- [Your objective] Using the data below, gather each line that includes the word "true".

- [Collected data]
----
PR #610, opened 2019-03-16
Using dummy context while computing outdated deployments

jayeshjk:
* This PR removes unnecessary per deployment call to ApiServer for fetching `context` while computing outdated deployments.

### DIFF
--- a/api-controllers/ServiceFabrikAdminController.js
+++ b/api-controllers/ServiceFabrikAdminController.js
@@ -267,7 +267,7 @@ class ServiceFabrikAdminController extends FabrikBaseController {
       return _
         .chain(deployment)
         .pick('name', 'releases', 'stemcell')
-        .set('diff', utils.unifyDiffResult(deployment))
+        .set('diff', utils.unifyDiffResult(deployment, true))
         .set('instance', _
           .chain(deployment.entity)
           .pick('name', 'last_operation', 'space_guid', 'service_plan_id', 'service_plan_guid', 'dashboard_url')
@@ -280,8 +280,11 @@ class ServiceFabrikAdminController extends FabrikBaseController {
     return this
       .findOutdatedDeployments()
       .then(deployments => {
+        const mappedDeployments = _.map(deployments, mapDeployment);
         const locals = {
-          deployments: _.map(deployments, mapDeployment)
+          deployments: _.filter(mappedDeployments, deployment => {
+            return !_.isEmpty(deployment.diff);
+          })
         };
         res.format({
           html: () => res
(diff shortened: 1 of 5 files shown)


jayeshjk:
Adding 'DO-NOT_MERGE' as few sanity checks are pending.

jayeshjk:
@vinaybheri FYI.

api-controllers/ServiceFabrikAdminController.js
```diff
@@ -346,25 +346,20 @@ class ServiceFabrikAdminController extends FabrikBaseController {
...
-                .chain(deployment)
-                .assign(_.pick(result, 'diff', 'manifest'))
-                .get('diff')
-                .size()
-                .gt(0)
-                .value()
-              );
-          });
+        const opts = {};
+        opts.context = {
```
amitmalav: @jayeshjk I don't think it will work as other fields like org_guid and space_guid also are part of original context. It will always show diff as `tags.org_guid` and `tags.space_guid` in [manifest](https://github.com/cloudfoundry-incubator/service-fabrik-broker/blob/master/operators/bosh-operator/DirectorService.js#L870)

amitmalav:
I think what we can do for this particular api is that we just ignore diff in `tags` field. But again whatever we return won't be the true diff. Not sure if org_guid/space_guid/context of instance can change during lifecycle operations. If they don't change then we can safely ignore this diff in tags field.
cc: @subhankarc

jayeshjk:
@amitmalav  @subhankarc 

IIUC fix is necessary in order to avoid swamping of ApiServer with many requests for `platformContext`. A possible way is making `platformContext` request for only deployments with diffs and regenerate the diff. Code might get ugly and little bit inefficient, but result will be correct. Maybe let's discuss such approaches once.

jayeshjk:
@amitmalav @subhankarc Have implemented a logic to ignore tags altogether from the difference as we had discussed. I have compared the output of the original API and this modified API and apart from few extra empty lines (this could be also handled, but seems unnecessary and will make it clumsier) everything looks good. Please have a look.

common/utils/index.js
```diff
@@ -550,19 +550,31 @@ function hasChangesInForbiddenSections(diff) {
   return false;
 }
 
-function unifyDiffResult(result) {
+function unifyDiffResult(result, ignoreTags) {
```
amitmalav: @jayeshjk Can you please write one sample diff result in comment above this method. It is really confusing and difficult to understand w/o it.

jayeshjk:
@amitmalav @subhankarc Added UTs. Deliberately kept the realistic data instead of dummy info so that we have a genuine sample.

subhankarc:
@jayeshjk please run pipeline. Let's send it tomorrow.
----
- [Task solution]
+        .set('diff', utils.unifyDiffResult(deployment, true))
I think what we can do for this particular api is that we just ignore diff in `tags` field. But again whatever we return won't be the true diff. Not sure if org_guid/space_guid/context of instance can change during lifecycle operations. If they don't change then we can safely ignore this diff in tags field.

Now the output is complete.